Member of the Illinois House of Representatives from the 48th district
- In office January 14, 2015 – January 9, 2019
- Preceded by: Sandra M. Pihos
- Succeeded by: Terra Costa Howard

Personal details
- Party: Republican
- Spouse: Margie
- Education: Vanderbilt University (B.Eng.) Notre Dame Law School (J.D.)

= Peter Breen (Illinois politician) =

American politician

Peter Breen is a former Republican member of the Illinois House of Representatives who represented the 48th district from 2015 until 2019. The 48th district included municipalities in DuPage County including all or parts of Lombard, Glen Ellyn, Wheaton, and Lisle.

Breen earned his Bachelor of Engineering in Electrical Engineering from Vanderbilt University and his J.D. from the University of Notre Dame. Prior to election to the Illinois Legislature he was employed as the Vice President and Senior Counsel of the Thomas More Society. He served as a trustee on the Lombard Village Board and served as Lombard's Acting Village President.
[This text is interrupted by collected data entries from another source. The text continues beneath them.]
PR #802, opened 2015-06-26
Remove .vim directory recursively

rogyar:
`~/.vim` is a directory, will not be removed without `-rf` parameters. Thanks!

### DIFF
--- a/uninstall.sh
+++ b/uninstall.sh
@@ -13,6 +13,6 @@ die() {
 
 rm $HOME/.vimrc
 rm $HOME/.vimrc.bundles
-rm $HOME/.vim
+rm -rf $HOME/.vim
 
 rm -rf $app_dir


j1mr10rd4n:
If spf13-vim is installed using the current [installer script, line 116](https://github.com/spf13/spf13-vim/blob/3.0/bootstrap.sh#L116) creates a symlink from ~/.vim to ~/.spf13-vim-3/.vim; -rf flags shouldn't be required.

rogyar:
Have just checked the situation. The system already had `~/.vim` directory before running spf13-vim installation. In that case -rf flags might be useful. Thanks

spf13:
This worries me as you could do a lot of damage and the install script already moves the existing ~/.vim and replaces it with a symlink.

PR #808, opened 2015-07-25
Added Bundle 'powerline/fonts'

lewdlime:
Added Bundle 'powerline/fonts' since powerline, vim-powerline, & vim-airline won't really be usefull if they don't actually have fonts that make them look nice.


spf13:
thanks @laughingman182 !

Breen defeated six-term incumbent State Representative Sandra M. Pihos in the Republican primary in March 2014 with 56% of the vote. He won the general election against a write-in candidate with about 91% of the vote according to preliminary election results. In 2018, Breen lost reelection to Terra Costa Howard in a year that saw numerous suburban Republicans lose at the polls. In 2020, Breen lost again to Costa Howard.

As of March 2023 Breen is Executive Vice President and Head of Litigation at the Thomas More Society.

Breen represents a Texas man who in 2023 sued his ex-wife's friends that helped with her abortion. Breen says that through this lawsuit, it might also be possible to also sue the manufacturers and distributors of abortion medication. Legal scholar Melissa Murray viewed the suit also as an attempt to get the Texas courts to recognize fetal personhood.